======== Dataset excerpts
PR #2605, opened 2026-06-14
fix: edge deploy api - support domain wide deployment

dipratap:
Since the current 10 limit is too low to gauge impact from domain wide deployment, we are extending it to 100 urls.
Also, updated the filter to identify high impact urls for domain wide deployment - it is in sync with the UI High Impact URLs Filter. 100 is a safe limit since DRS supports it.


src/controllers/suggestions.js
```diff
@@ -1907,24 +1907,31 @@ function SuggestionsController(ctx, sqs, env) {
...
+            .slice(0, 100);
         } else {
           promptSources = validSuggestions;
         }
-        const domainWideSuggestionIds = new Set(
-          domainWideSuggestions.map(({ suggestion }) => suggestion.getId()),
-        );
         urls = promptSources
           .filter((s) => !domainWideSuggestionIds.has(s.getId()))
           .map((s) => s.getData()?.url)
```
MysticatBot, line 1937: issue (blocking): The old code capped at 10 prompt sources (top 15 by contentGainRatio, then top 10 by agenticTraffic). The new code takes the top 100. These sources feed into an S3 upload (`-prompts.json`) consumed by the edge layer.

A 10x increase in payload size changes the operational characteristics of the downstream consumer (storage, parse time, memory at the edge). The PR title says "support domain wide deployment" but does not explain why 100 is the right number.

**Suggestion:** Either document in the PR body why 100 is safe for all downstream consumers, or extract the limit to a named constant with a rationale comment. If a downstream constraint exists (LLM context window, edge worker memory), validate against it.

src/controllers/suggestions.js
```diff
@@ -1907,24 +1907,31 @@ function SuggestionsController(ctx, sqs, env) {
...
-          promptSources = top15ByContentGainRatio
-            .sort((a, b) => (b.getData()?.agenticTraffic || 0) - (a.getData()?.agenticTraffic || 0))
-            .slice(0, 10);
+          promptSources = [...allSuggestions]
+            .filter((s) => {
+              const data = s.getData() || {};
+              return !domainWideSuggestionIds.has(s.getId())
+                && s.getStatus() === SuggestionModel.STATUSES.NEW
+                && !data.edgeDeployed
+                && data.aiSummary
```
MysticatBot, line 1921: issue (blocking): The new filter adds four conditions (`!domainWideSuggestionIds.has`, `s.getStatus() === NEW`, `!data.edgeDeployed`, `data.aiSummary`, `data.valuable === true`), but the test only exercises the happy path where items pass the filter and verifies sort order. Codecov confirms 5 lines of missing coverage here.

There is no test covering:
- A suggestion with `edgeDeployed: true` being excluded
- A suggestion without `aiSummary` being excluded
- A suggestion with `valuable !== true` being excluded

These exclusion paths are the core behavioral change. Add a test that includes suggestions which should be filtered OUT and assert they do not appear in the uploaded prompts.

MysticatBot (changes requested):
Hey @dipratap,

**Verdict: Request changes** - the core logic and sorting are correct, but the 10x limit increase needs documented rationale and the new filter conditions lack test coverage.
_Changes: Refactors domain-wide edge deploy prompt-source selection to use a composite score (agenticTraffic x contentGainRatio) with stricter filtering criteria (2 files)._

## Must fix before merge
1. [Important] 10x increase in prompt source limit (10 to 100) without documented downstream safety - `src/controllers/suggestions.js:1936` (details inline)
2. [Important] New filter conditions (edgeDeployed, aiSummary, valuable) lack exclusion-path test coverage - `src/controllers/suggestions.js:1916-1921` (details inline)

<details>

- nit: Redundant `domainWideSuggestionIds` filter - promptSources already excludes domain-wide IDs at line 1916, but the `urls =` assignment re-filters the same set - `src/controllers/suggestions.js:1937`
</details>

---

<sub><b>Skill:</b> pr-review | <b>Model:</b> us.anthropic.claude-opus-4-6-v1[1m] | <b>Duration:</b> 2m 44s | <b>Cost:</b> $4.60 | <b>Commit:</b> <code>5ad0a41d98aeabe730a79f537f6174c2cda12890</code><br>If this code review was useful, please react with 👍. Otherwise, react with 👎.</sub>

MysticatBot (approved):
Hey @dipratap,

**Verdict: Approve** - filter logic and tests are solid; two minor nits below.
_Changes: Refactors domain-wide edge deploy prompt-source selection to use a composite score (agenticTraffic x contentGainRatio) with stricter filtering criteria and a 100-item limit (2 files)._

<details>

- nit: Redundant `domainWideSuggestionIds` filter - `promptSources` already excludes domain-wide IDs at line 1916, but the `urls =` assignment re-filters the same set. Dead code that may confuse future readers. - `src/controllers/suggestions.js:1937`
- suggestion: Sort test should assert `expect(uploadedPrompts).to.have.lengthOf(2)` before the positional checks to explicitly verify the exclusion of `approvedSugg` (currently the exclusion test covers this, but the sort test's assertions would pass even if an extra item appeared after position 1). - `test/controllers/suggestions.test.js`
</details>

- Filter exclusion path test coverage added (edgeDeployed, aiSummary, valuable conditions now exercised)

---

<sub><b>Skill:</b> pr-review | <b>Model:</b> us.anthropic.claude-opus-4-6-v1[1m] | <b>Duration:</b> 1m 47s | <b>Cost:</b> $2.59 | <b>Commit:</b> <code>ee5995e3e3c987744737dd347c49f91d8631ff4b</code><br>If this code review was useful, please react with 👍. Otherwise, react with 👎.</sub>

PR #2606, opened 2026-06-15
fix: consume launchdarkly-client log-noise fix and dedupe nested copy

solaris007:
## What

Bump two shared deps (exact pins, no caret):
- `@adobe/spacecat-shared-http-utils` `1.27.2` -> `1.29.1`
- `@adobe/spacecat-shared-launchdarkly-client` `^1.1.0` -> `1.3.0`

## Why

This is the consuming end of a 3-phase fix that eliminates LaunchDarkly SDK log noise, which was **~71% of SpaceCat prod `error`-level logs** (api-service was the dominant source).

Root cause: the IMS auth path loaded a **nested** `@adobe/spacecat-shared-launchdarkly-client@1.0.4` copy under `spacecat-shared-http-utils` (which hard-pinned `1.0.4`). That old client passed no `logger` to `ld.init()`, so the SDK `basicLogger` wrote every level to stderr -> Lambda tagged it `error`. It also created a streaming client per authenticated request with no init timeout, producing reconnect/`waitForInitialization` storms across Lambda freeze/thaw.

- Phase 1 (`launchdarkly-client@1.3.0`): cache (one client per warm container) + `stream:false`/`pollInterval` + `waitForInitialization` timeout + logger mapping.
- Phase 2 (`http-utils@1.29.1`): re-pin the nested dep to `1.3.0`.
- **Phase 3 (this PR):** bump both deps in api-service so the top-level range and the http-utils pin resolve to a **single hoisted** `1.3.0` copy. The nested `1.0.4` is gone, so the fixed client actually loads on the auth path in prod.

## Verification

- `npm install` -> exactly one `launchdarkly-client` in the tree, hoisted at `1.3.0`; no nested copy under `http-utils`; `@launchdarkly/node-server-sdk` at `9.11.2`.
- Lockfile churn is npm hoisting duplicate nested copies (`launchdarkly-client`, `util-arn-parser`, `helix-universal`) to shared copies - same versions, no behavior change.
- `npm test` -> 11742 passing.

## Post-merge

Redeploy api-service, then validate in Coralogix (dev -> prod): LD error templates drop to ~0 and api-service error volume drops ~70%.

Exact pins per repo convention (no `^`/`~`).


MysticatBot (approved):
Hey @solaris007,

**Verdict: Approve** - clean dependency bump completing the 3-phase LaunchDarkly log-noise fix.
_Changes: Bumps `@adobe/spacecat-shared-http-utils` to 1.29.1 and `@adobe/spacecat-shared-launchdarkly-client` to 1.3.0 (exact pin), eliminating the nested 1.0.4 copy that was the root cause of error-level log noise (2 files)._

---

<sub><b>Skill:</b> pr-review | <b>Model:</b> us.anthropic.claude-opus-4-6-v1[1m] | <b>Duration:</b> 0m 27s | <b>Cost:</b> $1.89 | <b>Commit:</b> <code>c1ea3137bd2b2fdd4cc26faf82d2d28c210e920b</code><br>If this code review was useful, please react with 👍. Otherwise, react with 👎.</sub>

PR #2611, opened 2026-06-15
feat(preflight): attach IMS service token on x-ims-authorization for Mysticat call (SITES-43236)

GeezerPelletier:
## Summary

- Mints a spacecat-api-service IMS v3 service token (via `context.imsClient.getServiceAccessTokenV3()`) and attaches it on a dedicated `x-ims-authorization` header on the `POST /v1/preflight/analyze` call to Mysticat.
- Companion to mystique-deploy [PR #463](https://git.corp.adobe.com/experience-platform/mystique-deploy/pull/463), which adds `/v1/preflight/analyze` as an IMS-validated CGW-Flex endpoint at the `m-dev.adobe.io` edge.
- Required for the deployed spacecat-dev Lambda to call mystique-dev once the public ingress flip in PR #463 lands.

## Why a dedicated header

The CGW-Flex edge gate is keyed on `x-ims-authorization` — **not** `Authorization` — because `callMysticatAnalyze` already uses `Authorization` to forward the customer site's page-auth token (mystique upstreams it to DRS for authenticated page-HTML fetch). Reusing the same header for the IMS service token would clobber that pass-through, and the CGW edge would reject the page-auth token anyway (not an IMS token, not in `allowedClientIDs`).

Both headers ride independently. Three tokens, three distinct purposes:

| Header | Value | Purpose |
|---|---|---|
| `Authorization` (inbound to spacecat) | Customer's IMS user/service token | Authenticates the customer to spacecat (`hasAccess(site)`). Stays at the spacecat edge. |
| `Authorization` (outbound from `callMysticatAnalyze`) | Customer site's page-auth token | Forwarded by mystique to DRS. Unchanged by this PR. |
| `x-ims-authorization` (NEW, outbound) | spacecat IMS v3 service token | Validates at the CGW edge against `allowedClientIDs`. |

## Mint placement (before DB writes)

The mint runs in `createPreflight` **before** the AsyncJob + Preflight DB records are created. A transient IMS failure short-circuits to `500 PREFLIGHT_INTERNAL_ERROR` with no orphaned IN_PROGRESS rows to reconcile.

## Phasing

- **Phase 1 (this PR + companion deploy PR #463).** Mystique-deploy edge gate is `optional: true` — dev e2e works regardless of whether spacecat attaches the header. This PR's spacecat-side attachment lights up the gate.
- **Phase 2 (deploy-side, separate cycle).** Mystique-deploy flips `optional: false` and adds spacecat's IMS client id to `allowedClientIDs`. No further change needed on the spacecat side; the attachment is already in place.

The `tokenType: user` vs `service` question Alina flagged inline on PR #463 is downstream; with `optional: true` the edge doesn't enforce tokenType, so this attachment works either way.

## Reuse — no new env vars

- IMS client wired into the request context via `imsClientWrapper` ([src/index.js:456](https://github.com/adobe/spacecat-api-service/blob/main/src/index.js#L456)).
- Reads existing `IMS_HOST` / `IMS_CLIENT_ID` / `IMS_CLIENT_SECRET` / `IMS_SCOPE` already provisioned in Vault (`dx_mysticat/dev/api-service`).
- `ImsClient.getServiceAccessTokenV3()` already caches the minted token on the instance — warm Lambda invocations short-circuit the IMS round-trip.

## Test plan

- [x] `attaches the IMS service token on x-ims-authorization (Bearer prefix)`
- [x] `keeps Authorization (page-auth) and x-ims-authorization (IMS) on separate headers when both are present`
- [x] `returns 500 PREFLIGHT_INTERNAL_ERROR when IMS service-token mint fails`
- [x] `does not create AsyncJob or Preflight records when IMS mint fails`
- [x] `does not call Mysticat when IMS mint fails`
- [x] All 89 existing + new `createPreflight` tests pass locally
- [ ] Empirical: once PR #463 + the mystique-side `PREFLIGHT_ENABLED` flip both land, a dev-Lambda call lands at mystique-dev with both headers populated (verify via CGW edge logs / pod-side request inspection)

## Fixed Issues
================
**Work required**. Verbatim output is expected for the lines from the start of the data to the line in which "Since the current" appears, both included.

**Answer**.
PR #2605, opened 2026-06-14
fix: edge deploy api - support domain wide deployment

dipratap:
Since the current 10 limit is too low to gauge impact from domain wide deployment, we are extending it to 100 urls.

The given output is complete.